1. Field of the Invention
The present invention relates to solvent-containing compositions based on polychloroprene, to solvent-containing zinc oxide dispersions which are stable during storage, to processes for their production, to their use in solvent-containing polychloroprene formulations and to their use as additives in contact adhesives for inorganic or organic substrates.
2. Description of the Prior Art
Polychloroprene is a highly important raw material today as a component for making rubber adhesives, since contact adhesives can be produced therefrom.
These contact adhesives can be applied using simple devices, such as for example brushes, knives or rollers and they adhere excellently to many materials on whose rough surfaces they become firmly anchored. An even greater reason for the widespread use of contact adhesives is, however, their ability to form adhesive layers which, after a brief drying period, become apparently dry to the touch and produce bonds of immediately detectable strength on being joined with slight pressure during their “contact adhesion period,” “tack time” or “open time”. The immediate onset of crystallization of the polychloroprene allows the bonds to “set” quickly by a rapid increase in strength until the end point is reached.
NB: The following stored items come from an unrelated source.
PR #1245, opened 2021-03-22
feature/LEAF-2021/Update-Combined-Inbox

pete-nerantzinis:


LEAF_Request_Portal/templates/reports/LEAF_inbox_combined.tpl
```diff
@@ -1,128 +1,134 @@
...
+    function buildDepInbox(res, depID, site) {
+        var hash = Sha1.hash(site.url);
+        var dependencyName = res[depID].dependencyDesc;
+        if(String(depID).substr(0,2) == '-1') {
+            dependencyName = res[depID].approverName != null ? res[depID].approverName : 'Person designated by requestor';
         }
-        else {
-            $('#depList'+ hash +'_'+ depID).css('display', 'none');
+
+        var icon = getIcon(site.icon, site.name);
```
Pelentan, line 54: This is setting a global variable "icon".  This name is used in many places to reference different objects.  If it's not your intention to set a global, use "let" instead of "var".

LEAF_Request_Portal/templates/reports/LEAF_inbox_combined.tpl
```diff
@@ -1,128 +1,134 @@
...
-                            $('#requestTitle').attr('tabindex', '0');
-                            $('#requestInfo').attr('tabindex', '0');
-                        ariaSubIndicators(1);
-                        }
-                    });
-                }
-            });
+        });
+
+        var formGrid = new LeafFormGrid('depList'+ hash +'_' + depID);
```
Pelentan, line 77: "let" vs "var"

Pelentan (changes requested):
We've got some time this sprint.  See if you can update the scope of some of the variables that you directly touched for this one.

pete-nerantzinis:
> We've got some time this sprint. See if you can update the scope of some of the variables that you directly touched for this one.

Going to go in and fix it up

Pelentan (approved):

LEAF_Request_Portal/templates/reports/LEAF_inbox_combined.tpl
```diff
@@ -1,287 +1,298 @@
...
+                    url: site.url + 'ajaxIndex.php?a=printview&recordID=' + data.recordID,
+                    success: function(res) {
+                     $('#inboxForm'+ hash +'_'+depID+'_'+data.recordID).html(res);
+                     $('#inboxForm'+ hash +'_'+depID+'_'+data.recordID).slideDown();
+                     $('#requestTitle').attr('tabindex', '0');
+                     $('#requestInfo').attr('tabindex', '0');
+                     ariaSubIndicators(1);
+                    }
+                })
+            }
```
gsteinhoff, line 131: Is there a reason these brackets are all stacked vertically?  Not critical, but would be hard to read upon an initial view of the code.

LEAF_Request_Portal/templates/reports/LEAF_inbox_combined.tpl
```diff
@@ -1,287 +1,298 @@
...
-<div id="loading" class="card" style="text-align: center; padding: 16px; font-size: 140%"><img src="images/largespinner.gif" alt="loading indicator" style="vertical-align: middle" /> Loading...</div>
+<div id="loading" class="card" style="text-align: center; padding: 16px; font-size: 140%"><img
+            src="images/largespinner.gif" alt="loading indicator" style="vertical-align: middle"/> Loading...
+</div>
 <div id="inboxContainer" style="display: none">
     <button id="btn_expandAll" class="buttonNorm" style="float: right">Expand all sections</button>
     <div class="section group">
-        <div class="col span_1_of_4">
-            <div id="index">Jump to section:
+        <div class="col span_1_of_4" style="margin-right: -5%">
```
gsteinhoff, line 290: Another non-critical, but negative margins should be avoided whenever possible.  If is the last resort, it's fine, but better to find a way to fix overall CSS than add a negative margin.

LEAF_Request_Portal/templates/reports/LEAF_inbox_combined.tpl
```diff
@@ -1,287 +1,298 @@
...
+            <div id="index" style="margin-top: 25px">Jump to section:
```
gsteinhoff, line 291: Also if you have CSS styles already within this file, inline styles should be avoided and moved into a CSS class.

gsteinhoff (approved):
Overall great job in development, some small issues, but nothing that breaks overall usage.

LEAF_Request_Portal/templates/reports/LEAF_inbox_combined.tpl
pete-nerantzinis: Yeah for this one specifically I just didn't want to break col span_1_of_4 for other scripts that could be using it. This is just a custom script for users to use and it needs to be customized specifically to that certain script so its unique in visual. If I edited the css for that class it would reflect in all other scripts. I guess I could of put in a new class for this one specifically, or even a new id.

LEAF_Request_Portal/templates/reports/LEAF_inbox_combined.tpl
pete-nerantzinis: Agree completely

gsteinhoff (dismissed):
If there is code in this template that a user shouldn't touch (comment line 32) should we not just move all of this code to a JS file within our system and attach it to the template?  It will prevent future errors if things that shouldn't be touched are not included in user-editable content.

gsteinhoff:
Removing this as it's really a future architecture change needed for all of our code.

gsteinhoff (approved):

Vaceek (approved):
Nice

PR #1250, opened 2021-03-26
bugfix/LEAF-1993/UAG-Permissions-Update

pete-nerantzinis:
Lot of changes made please review and test entire UAG console. Service chief console should not have access to delete/add groups only modify members.

### DIFF
--- a/LEAF_Request_Portal/admin/Group.php
+++ b/LEAF_Request_Portal/admin/Group.php
@@ -109,8 +109,15 @@ class Group
                 $vars = array(':userID' => $member,
                               ':groupID' => (int)$group, 
                               ':locallyManaged' => 1);
-                $res = $this->db->prepared_query('INSERT INTO users (userID, groupID, locallyManaged)
+
+                $resCheck = $this->db->prepared_query('SELECT * FROM users WHERE groupID=:groupID AND userID=:userID', $vars);
+
+                if (isset($resCheck)) {
+                    $res = $this->db->prepared_query('UPDATE users SET locallyManaged=:locallyManaged WHERE userID=:userID AND groupID=:groupID', $vars);
+                } else {
+                    $res = $this->db->prepared_query('INSERT INTO users (userID, groupID, locallyManaged)
                                                     VALUES (:userID, :groupID, :locallyManaged)', $vars);
+                }
                 
                 $this->dataActionLogger->logAction(\DataActions::ADD, \LoggableTypes::EMPLOYEE, [
                     new \LogItem("users","userID", $member, $this->getEmployeeDisplay($member)),
--- a/LEAF_Request_Portal/admin/Group.php
+++ b/LEAF_Request_Portal/admin/Group.php
@@ -32,13 +32,16 @@ class Group
 
     public function addGroup($groupName, $groupDesc = '', $parentGroupID = null)
     {
-        $vars = array(':groupName' => $groupName,
+        /*$vars = array(':groupName' => $groupName,
                       ':groupDesc' => $groupDesc,
                       ':parentGroupID' => $parentGroupID, );
         $res = $this->db->prepared_query('INSERT INTO groups (name, groupDescription, parentGroupID)
-                                            VALUES (:groupName, :groupDesc, :parentGroupID)', $vars);
+                                            VALUES (:groupName, :groupDesc, :parentGroupID)', $vars);*/
 
-        return $this->db->getLastInsertID();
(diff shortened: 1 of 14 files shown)


pete-nerantzinis:
Closing to fix issues found.

LEAF_Request_Portal/admin/Group.php
```diff
@@ -32,13 +32,23 @@ public function __construct($db, $login)
 
     public function addGroup($groupName, $groupDesc = '', $parentGroupID = null)
     {
-        $vars = array(':groupName' => $groupName,
+        /*$vars = array(':groupName' => $groupName,
```
gsteinhoff, line 35: We should remove commented-out code wherever possible when it doesn't pertain to a future change we want to make.  It will make sure our code is as clean as it can be.  If needs to be left in, please mark it with a TODO comment before it.

LEAF_Request_Portal/admin/templates/mod_svcChief.tpl
```diff
@@ -232,7 +237,7 @@ function initiateWidget(serviceID) {
                                 cache: false
                             });
                         }
-                        getMembers(serviceID);
+                        //getMembers(serviceID);
```
gsteinhoff, line 240: This is duplicate code so should be removed.

LEAF_Request_Portal/api/controllers/GroupController.php
```diff
@@ -57,10 +57,7 @@ public function post($act)
         $this->index['POST'] = new ControllerMap();
 
         $this->index['POST']->register('group', function ($args) use ($group) {
-            return $group->addGroup(
-                XSSHelpers::sanitizeHTML($_POST['groupName']),
-                XSSHelpers::sanitizeHTML($_POST['groupDesc'])
-            );
+            return $group->addGroup($_POST['title']); // POST for title of group
```
gsteinhoff, line 60: If using anything from a POST, it should be sanitized before anything done with it.  I looked at the function used, and that function doesn't seem to do this.

gsteinhoff (changes requested):
Just a couple of issues to look at, see added comments.

LEAF_Request_Portal/admin/Group.php
pete-nerantzinis: Yeah this code snippet should stay because it will be used in the future.

LEAF_Request_Portal/admin/templates/mod_svcChief.tpl
pete-nerantzinis: Removed

LEAF_Request_Portal/api/controllers/GroupController.php
pete-nerantzinis: I added the sanitize to the correct function that was using HTML POSTS

pete-nerantzinis:
Made changes and fixed issues encountered

LEAF_Request_Portal/sources/Service.php
```diff
@@ -135,20 +135,16 @@ public function removeMember($groupID, $member)
...
-                $vars = array(':userID' => $member,
-                        ':groupID' => $groupID, );
-                $res = $this->db->prepared_query('DELETE FROM service_chiefs WHERE userID=:userID AND serviceID=:groupID', $vars);
-
                 $this->dataActionLogger->logAction(\DataActions::DELETE,\LoggableTypes::SERVICE_CHIEF,[
                     new LogItem("service_chiefs","serviceID", $groupID, $this->getServiceName($groupID)),
                     new LogItem("service_chiefs", "userID", $member, $this->getEmployeeDisplay($member))
                 ]);
+
+                $res = $this->db->prepared_query('DELETE FROM service_chiefs WHERE userID=:userID AND serviceID=:groupID', $vars);
```
gsteinhoff, line 143: When you are logging items, run the logging after the process is completed and checked to have completed.  If you don't, you could end up with log files that have records of things that actually failed.

pete-nerantzinis: Yeah I noticed this, but when I run this LOG after the event the record is already deleted from the table so it can't log it properly, is there a better way?

gsteinhoff: Resolving as I am not familiar enough with underlying code to know what has to run in what order or could be cached to log after delete.

gsteinhoff (approved):
After changes, looks like a winner to me.

iainapostolos (approved):
Looks good.

Vaceek (approved):

pete-nerantzinis:
Updated code and fixed errors

PR #1253, opened 2021-03-30
LEAF-1989 - Adding Portal Upload Size Script and API

gsteinhoff:
Changes in the Telemetry file for this are not included here because they are saved in the Jira task.


Pelentan (approved):
Look good and clean.

pete-nerantzinis (approved):
Nice looks great, we just need to upload that sh file into our dev scripts on the pod

Vaceek (approved):

PR #1275, opened 2021-04-06
feature/LEAF-1839/fix broken url in breadcrumb of admin page

Vaceek:


pete-nerantzinis (changes requested):
Is this supposed to be merging into master? Also the naming conventions for our pull requests should be similar. "[group or type]/[ticket-number]/[short description]"

Other than that this looks good.

LEAF_Request_Portal/admin/templates/mod_groups.tpl
```diff
@@ -15,7 +15,10 @@
 
     <main class="main-content">
 
-        <h2><a href="/LEAF_Request_Portal/admin" class="leaf-crumb-link">Admin</a><i class="fas fa-caret-right leaf-crumb-caret"></i>User access</h2>
+       <!-- LEAF-1839 -- rbs -- fix issue with url misdirect due to hard code url
```
gsteinhoff, line 18: We don't need to include LEAF ticket info or keep old code within the page.

LEAF_Request_Portal/admin/templates/mod_groups.tpl
```diff
@@ -15,7 +15,10 @@
...
+       <h2><a href="/LEAF_Request_Portal/admin" class="leaf-crumb-link">Admin</a><i class="fas fa-caret-right leaf-crumb-caret"></i>User access</h2> -->
+        <h2><a href="../admin" class="leaf-crumb-link">Admin</a><i class="fas fa-caret-right leaf-crumb-caret"></i>User access</h2>
```
gsteinhoff, line 20: Is there a reason this needed to be a relative link?  Just wanted to see why it was failing.

gsteinhoff (changes requested):

LEAF_Request_Portal/admin/templates/mod_groups.tpl
Vaceek: yes it needs a relative link as the hard link was throwing the error because it was used on a page with a diff path

LEAF_Request_Portal/admin/templates/mod_groups.tpl
Vaceek: k, old habit

pete-nerantzinis (approved):
Beautiful

LEAF_Request_Portal/admin/templates/mod_groups.tpl
gsteinhoff: OK, just wanted to verify for consistency.  Looks good to me.

gsteinhoff (approved):

Pelentan (approved):

PR #1293, opened 2021-04-20
LEAF-2129: Add DWG file upload type (AutoCAD files)

gsteinhoff:
Request from HCM


Pelentan (approved):
Leave a comment.

pete-nerantzinis (approved):
Approving, but do we want users to also be able to upload dwg through requests?

Vaceek (approved):

gsteinhoff:
> Approving, but do we want users to also be able to upload dwg through requests?

If they run into issues trying to upload large DWG files, they will just have to be aware of the size limitations and add them to ZIP files or other compression methods.  Just an opinion though.

PR #1295, opened 2021-04-22
DEV: feature/LEAF-1709/Progress_Spinner_UI

pete-nerantzinis:


Vaceek (approved):
nice

LEAF_Request_Portal/admin/css/mod_groups.css
```diff
@@ -84,4 +84,52 @@ div.groupBlockWhite h3 {
     font-weight: normal;
     font-family: 'PublicSans-Medium';
 
+}
+
+/* Loading Spinner CSS */
```
gsteinhoff, line 89: Shouldn't need CSS comments as the class itself should describe what it does.  Please convert to describe classes better.  Also, CSS classes are not usually camelcase.  They should be words connected by dashes (and usually no longer than three words if you can).

LEAF_Request_Portal/admin/css/mod_groups.css
```diff
@@ -84,4 +84,52 @@ div.groupBlockWhite h3 {
...
+#body.loading .loadingModal {
+    display: block;
+}
+
+/* Loading Image */
+.loadingImage {
+    margin: 15% auto;
+    height: 248px;
+    width: 250px;
+    border-radius: 10%;
```
gsteinhoff, line 110: Border radius values should usually be defined as a pixel or em.  If you define it as a percentage, the overall shape of the arc is oval, not circular.  To fix this, you can set the border radius to 999px which will scale with the size of the overall container.  https://stackoverflow.com/questions/29966499/border-radius-in-percentage-and-pixels-px-or-em

LEAF_Request_Portal/admin/templates/mod_groups.tpl
```diff
@@ -53,10 +53,14 @@
                 <div id="groupList" class="leaf-displayFlexRow"></div>
             </div>
         </div>
-
     </main>
-
-
+</div>
+<!--Loading Modal-->
+<div class="loadingModal">
```
gsteinhoff, line 59: Since we are likely to use this modal in multiple places, I would convert it to it's own Smarty template and use the variable passing of {include} Smarty function to call the template file with say just the "User Group" as a variable.  In this way, we can modularize the modal to make it easier to add (one layout, multiple values) https://www.smarty.net/docsv2/en/language.function.include.tpl

gsteinhoff (changes requested):
Just a few changes for modular design and modern standards of CSS.

LEAF_Request_Portal/admin/css/mod_groups.css
pete-nerantzinis: Thanks for the clarification, will update.

LEAF_Request_Portal/admin/css/mod_groups.css
pete-nerantzinis: Right, I was using px first but then I set it up for a circle at 100%, figured 10% would make sense if I just wanted a little curved edges... can change back to 50px which gives me the same affect.

LEAF_Request_Portal/admin/templates/mod_groups.tpl
pete-nerantzinis: This is exactly what I was looking for. Awesome.

Vaceek (approved):

LEAF_Request_Portal/admin/templates/mod_groups.tpl
```diff
@@ -53,22 +53,24 @@
                 <div id="groupList" class="leaf-displayFlexRow"></div>
             </div>
         </div>
-
     </main>
-
-
 </div>
+<!--Loading Modal-->
+<!--{include file="../../../libs/smarty/loading_spinner.tpl"}-->
```
gsteinhoff, line 59: Might want to see if you can include a variable here in the include tag that is like spinner-name="User Groups" and then in the below template you could put {{spinner-name}} to have it output what you passed in.  Makes it more extendable.  Just a thought.

gsteinhoff (changes requested):

LEAF_Request_Portal/admin/templates/mod_groups.tpl
pete-nerantzinis: Ah yeah, you are right I overlooked this.

gsteinhoff (approved):

Pelentan (approved):
"Looks good" is very much an understatement.

PR #1304, opened 2021-05-03
DEV: LEAF-2140 - Adding Workflow Status to Inbox Request Lists

gsteinhoff:


gsteinhoff:
Currently closing to clean up Ajax call as part of Code Consolidation standardization.

PR #1307, opened 2021-05-06
DEV: LEAF-2147 - Admin Menu Overlaps Workflow Add Step

gsteinhoff:


pete-nerantzinis (approved):
I love the changes, making the styles more flexible too so we can add other things.

Pelentan (approved):
If it looks good on the site, then I'm good with it.  Looks like this is all css/scss.

Pelentan:
Going to go ahead and approve merge.  Nothing in here that should be breaking as it's all "style".

PR #1312, opened 2021-05-07
DEV: LEAF-2136 - Add non-Admin Option to Combined Inbox

gsteinhoff:


pete-nerantzinis (approved):

LEAF_Request_Portal/templates/reports/LEAF_inbox_combined.tpl
```diff
@@ -125,13 +129,40 @@
...
                      $('#requestTitle').attr('tabindex', '0');
                      $('#requestInfo').attr('tabindex', '0');
-                     ariaSubIndicators(1);
                     }
                 })
             }
             })
             }
             },
+            {name: 'Status', indicatorID: 'currentStatus', editable: false, callback: function(data, blob) {
```
Pelentan, line 138: Need variables to be properly scoped.  These should probably be "let" scoping?

Pelentan (changes requested):

LEAF_Request_Portal/templates/reports/LEAF_inbox_combined.tpl
gsteinhoff: The variable scope has been changed to "let" as requested.  Will keep an eye on this in future JS changes as well.

PR #1315, opened 2021-05-07
DEV: LEAF-2208 - Adding setBody Email Back

gsteinhoff:


pete-nerantzinis (approved):

Pelentan (approved):
I mean "$i" should probably be a little more descriptive, but on the flip side, it makes them read the description. So I think I'm good with it in this case.

PR #1325, opened 2021-05-20
DEV: LEAF-2254 - Timeline Explorer Empty Service Check

pete-nerantzinis:


Vaceek (approved):

gsteinhoff (changes requested):
Can we move the JS off into its own file so it's no longer in the template?  I'd like to get us away from putting all of them in one file unless necessary.  I've found you can use <script> data attributes and pull the values if you need to get Smarty template variables into the JS for API calls. 

Also, the functions used should have comments describing the parameters and purpose of the functions.

pete-nerantzinis:
> Can we move the JS off into its own file so it's no longer in the template? I'd like to get us away from putting all of them in one file unless necessary. I've found you can use <script> data attributes and pull the values if you need to get Smarty template variables into the JS for API calls.
> 
> Also, the functions used should have comments describing the parameters and purpose of the functions.

This is a non-editable template its part of the default LEAF templates.

Also I only moved a boolean declaration to the correct scope on let hasServices = false; It was in the wrong scope before so it never was returning to false on the next loop.

I left everything else the same, I mean I don't mind adding comments to everything but I was just trying to fix the bug, add the loading spinner and change all the vars to lets where needed to clean it up.

gsteinhoff (approved):

gsteinhoff:
I guess I'll approve as apparently adding the functionality of spinner and other changes aren't us cleaning up code as we've made a point of in the past.

Pelentan (approved):

Issue #794, opened 2025-04-05
Android 15 warnings displayed in the Google Play Console


Geams:
After uploading my app to Google Play, warnings are displayed.
Normally I would just ignore them, but I fear that my app will be hidden from users because of that.
### **Edge-to-edge may not display for all users**
From Android 15, all apps targeting SDK 35 will display edge-to-edge by default. Apps targeting SDK 35 should handle insets to make sure that their app displays correctly on Android 15 and later. We recommend investigating this issue and allowing time to test edge-to-edge on your app and make the required updates to your code. Alternatively, call `enableEdgeToEdge() `for Kotlin or `EdgeToEdge.enable()` for Java for backward compatibility.
### Your app uses deprecated APIs or parameters for edge-to-edge
One or more of the APIs you use or parameters that you set for edge-to-edge and window display have been deprecated in Android 15. Your app uses the following deprecated APIs or parameters:

`android.view.Window.setNavigationBarColor`
`LAYOUT_IN_DISPLAY_CUTOUT_MODE_SHORT_EDGES`
These start in the following places:

`com.ansca.corona.CoronaActivity$5.run`
`com.ansca.corona.CoronaActivity.setStatusBarMode`
To prepare for the change to Android 15, migrate away from these APIs or parameters.
### Remove resizability and orientation restrictions in your game to support large screen devices
Your game doesn't support all display configurations, and uses resizability and orientation restrictions that may lead to layout issues for your users.

We detected the following resizability and orientation restrictions in your game:
```
<activity android:name="com.ansca.corona.CameraActivity" android:screenOrientation="PORTRAIT" />
<activity android:name="com.ansca.corona.CoronaActivity" android:screenOrientation="PORTRAIT" />
<activity android:name="com.ansca.corona.CoronaActivity" android:resizeableActivity="false" />
```
`com.ansca.corona.purchasing.StoreActivity.onCreate`
To improve the user experience of your game, remove these restrictions and check that your game layouts work on various screen sizes and orientations.

appfamily:
@Shchvova @scottrules44 Is this covered in #810 ?

kan6868:
With the last issue in report.
For android device api >= 36 and sw ≥ 600dp

We need to remove screenOrientation and enable resizeableActivity = true

https://developer.android.com/develop/ui/compose/layouts/adaptive/app-orientation-aspect-ratio-resizability?hl=en#changes

PR #810, opened 2025-06-03
Android: API 35 support and 16KB support

scottrules44:
I followed instructions and tested with this script
https://cs.android.com/android/platform/superproject/main/+/main:system/extras/tools/check_elf_alignment.sh

Updated all core libs, we will need to looking any plugins to make sure they support 16kb page size
https://developer.android.com/guide/practices/page-sizes#elf-alignment

I also bumped up SDK android 15

Tested with release here
https://github.com/scottrules44/Solar2D-98/releases/tag/3723


Shchvova (approved):

appfamily:
Does this address issue #794 , the various warnings in the dev console for display changes?
image

PR #812, opened 2025-06-06
Maintenance

scottrules44:
Fixes to pull request "Core: Fixing unpack with alignment"

https://github.com/scottrules44/Solar2D-98/actions/runs/15482662331

### DIFF
--- a/librtt/Renderer/Rtt_GLTexture.cpp
+++ b/librtt/Renderer/Rtt_GLTexture.cpp
@@ -1,7 +1,7 @@
 //////////////////////////////////////////////////////////////////////////////
 //
 // This file is part of the Corona game engine.
-// For overview and more information on licensing please refer to README.md 
+// For overview and more information on licensing please refer to README.md
 // Home page: https://github.com/coronalabs/corona
 // Contact: support@coronalabs.com
 //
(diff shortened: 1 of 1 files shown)


librtt/Renderer/Rtt_GLTexture.cpp
```diff
@@ -115,9 +125,11 @@ GLint CalculateOptimalAlignment(U32 width, GLenum format)
             bytesPerPixel = 3;
             break;
             
-        case GL_RGBA:
-        case GL_BGRA_EXT:
```
clang-clang-clang, line 119: Hi there! I had a quick question about this PR. Was the removal of `GL_BGRA_EXT` an intentional change? From my understanding, this PR seems to be focused on `GL_ABGR_EXT` macro definitions, and `GL_BGRA_EXT` still feels relevant, even if the default outcome is similar.

clang-clang-clang:
Hey! Thanks for your contributions.

I noticed some code-unrelated formatting changes (like indentation/line breaks) in this PR. Since a new version hasn't been released yet, I wonder if we should aim to follow the LLVM "golden rule" of adopting existing styles for uniformity. Just a thought for consistency. Thank you!

Shchvova:
@clang-clang-clang I think right now code doesn't have consistent formatting unfortunatelly. I think if your editor applies some formatting that's OK to be honest. Any formatting would be better than whatever we have now. Or does it causes some issues?

clang-clang-clang:
There are no issues.
My simple idea is to reduce the cost of comprehension.
Due to historical reasons, it is not recommended to change the existing format unnecessarily. However, there is no problem with the new code.

Shchvova:
Agree. But also, easily mitigated with 
image

clang-clang-clang:
Yep, basically all Git tools have this option. Because I have encountered situations where blank characters affected the operation, I usually perform binary comparison and pay attention to any potential impacts. Especially, Solar2D run and be maintained on multiple platforms, across different programming languages and natural languages, and some resource contents need to be mindful of format changes.

Overall, there is no problem. As long as the team can understand each other, everything will be fine. ;D
Thank you very much for your explanation.

scottrules44:
My mistake I used Xcode to edit your code and which may have messed it up a bit.
As far as white space, my understanding is the that cpp is not really affected by white space with a small few exception. Anyway next time we look at this we can try to clean it up sometime in the future. As a side note please test on a platforms before you make any changes :)

PR #816, opened 2025-06-29
[Linux] Fix bad behavior when changing skin

kan6868:
- Skin selection dialog does not close after selecting another skin.
- Orientation is not correct when selecting skin (default is always portrait).


Shchvova (approved):

Shchvova:
Thank you so much!

PR #823, opened 2025-07-10
Core/Physics: Add WheelJoint and PistonJoint version 2.

kan6868:
To keep backward compatible with Box2D v2.4.2 upgrades, I've created an additional v2 for joints.

Need to add b2WheelJointV2 and b2PrismaticJoint to build list

```lua
local wheelJoint = physics.newJoint("wheelV2", bodyA, bodyB, anchor_x, anchor_y, axisX, axisY);

local pistonJoint = physics.newJoint( "pistonV2", bodyA, bodyB, anchor_x, anchor_y, axisX, axisY )
```

### DIFF
--- a/librtt/Rtt_LuaLibPhysics.cpp
+++ b/librtt/Rtt_LuaLibPhysics.cpp
@@ -1041,10 +1041,11 @@ InitializeFixtureFromLua( lua_State *L,
 static const char kDistanceJointType[] = "distance";
 static const char kPivotJointType[] = "pivot";
 static const char kPistonJointType[] = "piston";
+static const char kPistonJointV2Type[] = "pistonV2";
 static const char kFrictionJointType[] = "friction";
 static const char kWeldJointType[] = "weld"; // note: has no type-specific methods
 static const char kWheelJointType[] = "wheel"; // combines a piston and a pivot joint, like a wheel on a shock absorber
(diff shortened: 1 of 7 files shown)


clang-clang-clang:
Has Solar2D officially upgraded to Box2D V3? If not, wouldn't it be better to keep the same keyword, and automatically determine by the organization of the parameter such as table or position, without introducing an extra key? Just like [newText](https://docs.coronalabs.com/api/library/display/newText.html)?

kan6868:
> Solar2D đã chính thức nâng cấp lên Box2D V3 chưa? Nếu chưa, liệu có tốt hơn không nếu giữ nguyên từ khóa và tự động xác định theo cách tổ chức tham số như bảng hoặc vị trí, mà không cần thêm khóa bổ sung? Giống như [newText](https://docs.coronalabs.com/api/library/display/newText.html) ?



> Has Solar2D officially upgraded to Box2D V3? If not, wouldn't it be better to keep the same keyword, and automatically determine by the organization of the parameter such as table or position, without introducing an extra key? Just like [newText](https://docs.coronalabs.com/api/library/display/newText.html)?

No this is just an upgrade of the missing features of the current Solar2D to 2.4.2 (the last version of box2d c++), upgrading to v3 requires a rebuild from scratch for the current physics api.

My roadmap for the Solar2D physics api is to customize it as a separate version of box2d. This may include porting the new box2D v3 features into the current version.

I want to separate it from the old wheel/piston, as it will be completely different in how it works. (unlike text which is just an addition of parameters).

Issue #822, opened 2025-07-09
[Android]: SafeArea does not exclude the buttons/gesture bar on Samsung Galaxy S22 Plus and S23 Ultra


lkogut:
When I position buttons group on bottom of screen (using getSafeAreaInsets() function insets or display.safeActualContentHeight + display.safeScreenOriginY - buttons.height) it works fine on simulator, Google Pixel 8 device and some Motorola device. But on Samsung Galaxy S22 Plus and Galaxy S23 Ultra (Android 15, oneUI 7.0) system UI i rendered on my buttons.

Google Pixel 8

<img width="1080" height="422" alt="Image" src="https://github.com/user-attachments/assets/fb689d63-f076-4184-b587-30e6c9335d52" />

Samsung Galaxy Galaxy S23 Ultra (Android 15, oneUI 7.0) or S22 Plus

<img width="746" height="202" alt="Image" src="https://github.com/user-attachments/assets/68bc5d99-eef0-4e1a-b89b-4b60f7f3b367" />

<img width="746" height="202" alt="Image" src="https://github.com/user-attachments/assets/19adba52-f16f-4255-96a9-4dd399b3af25" />

I don't have direct access to this devices to add tested sample code, but I think this example will show the problem:
https://docs.coronalabs.com/api/library/display/getSafeAreaInsets.html

lkogut:
I have just upgraded my Pixel 8 to Android 15 and now I have the sam problem with Pixel 8. So it's not S22/23 problem, but rather Android 15.

<img width="1080" height="312" alt="Image" src="https://github.com/user-attachments/assets/8527fa57-6969-4031-b73b-34e09e2025b2" />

A major disadvantage of these solvent-containing contact adhesives is the unsatisfactory storage stability of the formulations, which is manifested by phase separation caused by the following factors:    1. Dispersed stabilizers, such as magnesium dioxide and zinc oxide, which are present in dispersed form in the adhesive formulation tend to settle out of the dispersion and form sediments during the storage of the adhesive.    2. In addition, phase separation or so-called “phasing” can occur, i.e. a resin/metal oxide mixture can be flocculated from the formulation during storage.
The addition of magnesium oxide and zinc oxide to adhesives based on polychloroprene is known from the prior art. The presence of these metal oxides has an advantageous effect on the storage stability of the adhesives and on the stability of the adhesive bonds. This effect is based on the fact that polychloroprene has a tendency to cleave off small quantities of hydrogen chloride during storage, for which the metal oxides serve as acceptors.
The addition of about 4% each of magnesium oxide and zinc oxide, based on the rubber content, has proven to be advantageous.
Instead of the oxides, the carbonates of these metals are occasionally also used; zinc carbonate has a more transparent appearance in the adhesive than zinc oxide.
In the past, polychloroprene was for example masticated prior to the production of the adhesive, the oxides being incorporated using a roller or an internal mixer. If non-masticated polychloroprene was used in addition to masticated polychloroprene, the oxides were added to the masticated component. It was also possible to produce polychloroprene/metal oxide mixtures having a high metal oxide content (the masterbatch) and to then add this masterbatch to the adhesive mixtures in the required quantities. For reasons of cost this method is however hardly ever used today.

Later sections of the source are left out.